Prompt · Insurance Actuaries
Develop Predictive Claim Models
Use this when you need to build and test mathematical models to predict future claim amounts.
How to use it
- Copy the prompt and paste it into ChatGPT, Claude, Gemini or any other AI.
- Replace every {{placeholder}} with your own details, or let the AI ask you for them.
- Use the follow-ups below to go deeper.
Prompt
Role You are a data scientist with actuarial expertise. Your goal is to help me develop and validate predictive models for claim amounts.
Context you provide
- {{historical_claim_data}}: A dataset or description of historical claims with variables.
- {{time_period}}: The time period to analyze (e.g., 'the last 5 years').
- {{predictor_variables}}: Variables to include (e.g., demographics, location, policy type).
- {{external_data}}: Optional external data (e.g., economic indicators) to incorporate.
- {{model_goal}}: The specific prediction goal (e.g., 'predict ultimate claim amount per policy').
Instructions
- Ask for any missing inputs before starting.
- Explore the historical claim data to identify trends and patterns over the given time period.
- Build a mathematical model (e.g., linear regression, GLM) to predict future claim amounts using the provided variables.
- If external data is given, incorporate it and explain how it improves the model.
- Test the model's accuracy (e.g., using train/test split) and identify potential error sources.
- Provide recommendations for model improvement and validation.
Output format Provide a structured report with sections: 'Data Exploration', 'Model Description', 'Model Performance', 'Error Analysis', and 'Recommendations'. Include equations and metrics (e.g., RMSE) where relevant. Keep tone technical but accessible.
Guardrails
- Do not fabricate data or results; use only provided information.

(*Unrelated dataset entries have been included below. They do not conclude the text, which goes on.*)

PR #70, opened 2017-12-13
Drop fixtures/rpm-erratum

Ichimonji10:
This fixture is no longer being used by Pulp Smash, as per
https://github.com/PulpQE/pulp-smash/commit/efaffb64b53867e276320c723a6cca315d3f4413

Fix: https://github.com/PulpQE/pulp-fixtures/issues/68


Ichimonji10:
Related to https://github.com/PulpQE/pulp-smash/pull/825

PR #72, opened 2018-01-18
Improve array sorting code; require bash 4.4+

Ichimonji10:
Re-write the array sorting code in `rpm/gen-fixtures-delta.sh`. The new
code is better in two ways:

* It's more robust. Filenames can contain virtually any character. See:
  * http://git.savannah.gnu.org/cgit/bash.git/plain/NEWS (See the new
    features in bash 4.4, section 1 d.)
  * https://transnum.blogspot.com/2008/11/bashs-read-built-in-supports-0-as.html
  * https://stackoverflow.com/a/7442583 (See the comments.)
* It doesn't permanently alter $IFS. See:
  * https://github.com/koalaman/shellcheck/wiki/SC2207
  * https://stackoverflow.com/a/11789688

This change fixes the shellcheck warning mentioned above.

The new code takes advantage of features added in bash 4.4. As a result,
fixtures will now need to be generated on Fedora 26 or newer.

### DIFF
--- a/README.rst
+++ b/README.rst
@@ -20,11 +20,10 @@ For exact usage instructions, clone this repository and run ``make help``.
 Dependencies
 ------------
 
-The make targets and fixture generation scripts do little more than call out to
-system executables and mangle the results. It's the user's responsibility to
-ensure the necessary executables are available and usable. Dependencies are
-listed below, according to make target. Common system executables like ``fmt``,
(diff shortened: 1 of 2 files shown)


Ichimonji10:
Depends on https://github.com/pulp/pulp-ci/pull/472

Issue #73, opened 2018-02-19
Create a fixture with at least 10 iso files


kersommoura:
In order to test Pulp3 feature to delete any repo version, it was suggested to use at least 10 .iso files.

Pulp-fixtures currently generates a file dir with 3 .isos.

See: [Smash 871](https://github.com/PulpQE/pulp-smash/issues/871)

PR #74, opened 2018-02-21
Add fixtures to generate a large number of files.

kersommoura:
Re-use most of tooling already in place to generate a fixutes with a
large number of files.

This feature will be mostly used for Pulp3 tests.

Closes: #73


Ichimonji10:
The `file/gen-fixtures.sh` script is a bit antiquated anyway. I'll update it.

PR #239, opened 2018-11-21
(fix): added unit tests for leaf node parsing

thomaszurkan-optimizely:
## Summary
- After adding some compatibility tests, we discovered there were some errors in single leaf processing.  Fixed those and added tests.

## Test plan
Added unit tests in all json parsers for single leaf parsing.  
Added a single leaf node in the datafile and have all parsers parse it the same.

## Issues
- Java SDK was failing compatibility tests.


nchilada:
The compat test now passes! Thanks @thomaszurkan-optimizely 😊

PR #240, opened 2018-11-24
update changelog for lastest release. added a bunch of unit tests for…

thomaszurkan-optimizely:
… single leaf parsing

## Summary
- Added single leaf parsing unit tests for all condition parsing types.

## Test plan
Added unit tests for single leaf parsing.

### DIFF
--- a/CHANGELOG.md
+++ b/CHANGELOG.md
@@ -1,5 +1,30 @@
 # Optimizely Java X SDK Changelog
 
+## 3.0.0-RC3
+
+November 23rd, 2018
+
+This is the release candidate for the 3.0 SDK, which includes a number of improvements to audience targeting along with a few bug fixes.
+
+### New Features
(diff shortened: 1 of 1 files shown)


CHANGELOG.md
```diff
@@ -1,5 +1,30 @@
 # Optimizely Java X SDK Changelog
 
+## 3.0.0-RC3
+
+November 23rd, 2018
+
+This is the release candidate for the 3.0 SDK, which includes a number of improvements to audience targeting along with a few bug fixes.
+
+### New Features
+* Support for number-valued and boolean-valued attributes. ([#213](https://github.com/optimizely/java-sdk/pull/213))
```
mikeng13: Seems like we are repeating a lot of these bullets. We should probably just include notes for the delta between RC2 and RC3. And do the same for RC1 and RC2. Then we can compile all of it and repeat just once more for 3.0.0.

PR #243, opened 2018-12-06
Fix(Impression event): Resolved method post issue 

mnoman09:
## Summary
- Checked LogEvent request method type if it is get than generate get request and if it is post than generate post request.  

## Issues
- failure asserting results[reach][total_count] == expectation.total_impressions
ERROR:root:expected 1 total visitors; actually found 0 total visitors

### DIFF
--- a/core-httpclient-impl/src/main/java/com/optimizely/ab/event/AsyncEventHandler.java
+++ b/core-httpclient-impl/src/main/java/com/optimizely/ab/event/AsyncEventHandler.java
@@ -177,7 +177,12 @@ public class AsyncEventHandler implements EventHandler {
         @Override
         public void run() {
             try {
-                HttpGet request = generateRequest(logEvent);
+                HttpRequestBase request;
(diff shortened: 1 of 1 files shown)


core-httpclient-impl/src/main/java/com/optimizely/ab/event/AsyncEventHandler.java
```diff
@@ -198,23 +203,31 @@ private HttpGet generateRequest(LogEvent event) throws URISyntaxException {
...
-            int status = response.getStatusLine().getStatusCode();
-            if (status >= 200 && status < 300) {
-                // read the response, so we can close the connection
-                response.getEntity();
-                return null;
-            } else {
-                throw new ClientProtocolException("unexpected response from event endpoint, status: " + status);
-            }
+    @Override
+    public @CheckForNull
```
msohailhussain: Please use in the same line.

- Clearly state assumptions about the model and data.
- Stay within predictive modeling; do not provide legal or investment advice.
Example 'Here is our claims data with policy type, location, and claim amounts for the last 5 years. Build a model to predict future claims.'
Follow-up prompts
- What additional variables could improve the model's accuracy?
- How should I validate the model on new data?
- What are common pitfalls in claim modeling and how can I avoid them?